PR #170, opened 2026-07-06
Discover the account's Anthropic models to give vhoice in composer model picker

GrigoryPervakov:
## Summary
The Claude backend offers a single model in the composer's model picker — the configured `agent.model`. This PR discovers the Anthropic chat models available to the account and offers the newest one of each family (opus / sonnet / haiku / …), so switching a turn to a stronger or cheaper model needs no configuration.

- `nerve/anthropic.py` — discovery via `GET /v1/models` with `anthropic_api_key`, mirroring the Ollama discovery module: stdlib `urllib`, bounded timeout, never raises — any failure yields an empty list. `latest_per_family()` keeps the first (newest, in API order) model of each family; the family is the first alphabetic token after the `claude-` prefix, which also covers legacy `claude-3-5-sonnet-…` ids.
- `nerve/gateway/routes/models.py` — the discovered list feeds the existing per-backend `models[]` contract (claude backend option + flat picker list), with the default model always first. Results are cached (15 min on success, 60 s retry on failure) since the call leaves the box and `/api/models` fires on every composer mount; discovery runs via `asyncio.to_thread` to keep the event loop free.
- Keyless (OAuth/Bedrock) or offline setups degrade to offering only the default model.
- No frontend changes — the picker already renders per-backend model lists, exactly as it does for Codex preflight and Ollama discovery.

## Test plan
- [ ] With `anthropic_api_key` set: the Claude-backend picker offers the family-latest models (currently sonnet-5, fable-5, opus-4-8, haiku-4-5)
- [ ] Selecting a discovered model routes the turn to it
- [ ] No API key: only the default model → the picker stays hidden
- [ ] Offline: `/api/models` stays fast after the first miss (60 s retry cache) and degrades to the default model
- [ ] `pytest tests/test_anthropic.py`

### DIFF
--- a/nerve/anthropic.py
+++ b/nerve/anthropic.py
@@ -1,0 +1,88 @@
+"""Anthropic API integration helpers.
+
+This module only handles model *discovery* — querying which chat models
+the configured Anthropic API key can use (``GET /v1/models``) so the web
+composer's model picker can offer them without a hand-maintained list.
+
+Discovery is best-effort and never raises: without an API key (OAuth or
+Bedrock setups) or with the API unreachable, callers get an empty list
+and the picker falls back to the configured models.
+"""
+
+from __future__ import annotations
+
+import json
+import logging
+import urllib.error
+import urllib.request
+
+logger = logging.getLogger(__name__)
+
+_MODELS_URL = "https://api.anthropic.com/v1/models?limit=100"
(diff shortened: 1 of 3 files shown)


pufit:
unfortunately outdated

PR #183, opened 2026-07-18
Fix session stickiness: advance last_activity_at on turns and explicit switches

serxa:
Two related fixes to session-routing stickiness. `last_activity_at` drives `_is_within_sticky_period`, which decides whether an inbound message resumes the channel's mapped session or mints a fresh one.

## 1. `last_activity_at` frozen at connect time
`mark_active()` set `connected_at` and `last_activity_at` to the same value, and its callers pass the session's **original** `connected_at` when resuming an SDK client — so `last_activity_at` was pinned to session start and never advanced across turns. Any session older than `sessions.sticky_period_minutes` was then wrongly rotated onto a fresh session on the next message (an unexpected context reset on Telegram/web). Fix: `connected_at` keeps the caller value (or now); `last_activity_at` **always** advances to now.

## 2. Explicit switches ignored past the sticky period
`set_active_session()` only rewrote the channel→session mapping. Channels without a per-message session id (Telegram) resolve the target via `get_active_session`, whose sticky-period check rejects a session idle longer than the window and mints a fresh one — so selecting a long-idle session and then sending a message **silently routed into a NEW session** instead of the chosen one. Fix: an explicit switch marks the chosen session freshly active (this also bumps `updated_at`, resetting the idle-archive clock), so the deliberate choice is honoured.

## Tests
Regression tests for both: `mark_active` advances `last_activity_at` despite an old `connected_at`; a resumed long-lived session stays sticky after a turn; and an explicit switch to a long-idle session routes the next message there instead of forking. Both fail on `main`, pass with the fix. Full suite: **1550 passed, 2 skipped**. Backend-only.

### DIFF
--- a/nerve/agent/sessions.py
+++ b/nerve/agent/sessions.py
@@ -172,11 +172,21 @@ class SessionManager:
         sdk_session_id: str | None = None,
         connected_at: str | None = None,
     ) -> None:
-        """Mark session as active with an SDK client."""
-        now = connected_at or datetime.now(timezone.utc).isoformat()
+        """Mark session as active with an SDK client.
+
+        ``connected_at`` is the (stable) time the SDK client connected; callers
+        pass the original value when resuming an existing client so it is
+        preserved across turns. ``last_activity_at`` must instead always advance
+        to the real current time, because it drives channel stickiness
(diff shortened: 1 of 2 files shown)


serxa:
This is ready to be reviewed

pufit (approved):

☆ ☆ ☆

## What you will do
For the string "shortened", go through the entries above and copy each line where it occurs.

## Exercise result
(diff shortened: 1 of 3 files shown)
(diff shortened: 1 of 2 files shown)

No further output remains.